Collected data entries →
■ ■ ■
PR #160, opened 2026-06-18
feat(grpc): reflection-off enumeration — gRPC-Web bindings + grpc-gateway (LAB-3864 Part B)

saullocarvalho:
## Summary

Implements **LAB-3864 Part B** — gRPC discovery techniques for when **Server Reflection is disabled** (the common production case). Part A + Phase 1 (reflection probe, `.proto` generator, hardening) shipped in #159, which is now **merged to `main`**; this PR is based on `main` (no longer stacked) and also picks up #165 (`--proxy`).

The reflection-off techniques are delivered **only through the `scan` / `generate --api-type grpc` pipeline** — there is no standalone `probe` verb. The ticket originally named `probe grpc bindings`/`probe grpc gateway` subcommands; that was reversed in favor of pipeline integration (consistent with #159 dropping the `probe` verb), and LAB-3864's B1/B2 acceptance criteria have been amended to match.

### What's included

- **B1 — gRPC-Web JS bindings scrape** (`pkg/analyze/grpc_web_bindings.go`)
  Recovers service/method/type names + streaming flags from `*_connect.js` / `*_pb_service.js` / `*_grpc_web_pb.js` bundles in a capture, via jsluice (AST-based, not filename-based). Applied by `enrichGRPCFromBindings` in the pipeline. Because it reads JS bodies from the capture (no network), it runs even with `--probe=false`.
- **B2 — grpc-gateway / Envoy OpenAPI scrape** (`pkg/probe/grpcgateway.go`, a `ProbeStrategy`)
  Fetches a bounded set of well-known swagger paths (`/swagger.json`, `/openapiv2/*.swagger.json`, …), SSRF-gated, recognizes grpc-gateway docs by their `operationId`/`tags` shape (including the `fqn` naming strategy, e.g. `greet.v1.Greeter_SayHello`), and records service names. Descriptor synthesis is deferred to the generator.
- **Generator synthesis** (`pkg/generate/grpc/synthesize.go`)
  `FileDescriptorsFromServices` synthesizes `FileDescriptorProto` wire bytes from recovered names (empty message stubs, streaming preserved) so B1/B2 **reuse the existing protoprint render path** — no second emitter. Recovered identifiers are validated against the proto grammar before synthesis (malformed names dropped, not injected). Descriptor count/byte caps are enforced **before** any parse.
■ ■ ■
Work order → Which lines above contain the word "Part"? Show each of them.

Your response →
feat(grpc): reflection-off enumeration — gRPC-Web bindings + grpc-gateway (LAB-3864 Part B)
Implements **LAB-3864 Part B** — gRPC discovery techniques for when **Server Reflection is disabled** (the common production case). Part A + Phase 1 (reflection probe, `.proto` generator, hardening) shipped in #159, which is now **merged to `main`**; this PR is based on `main` (no longer stacked) and also picks up #165 (`--proxy`).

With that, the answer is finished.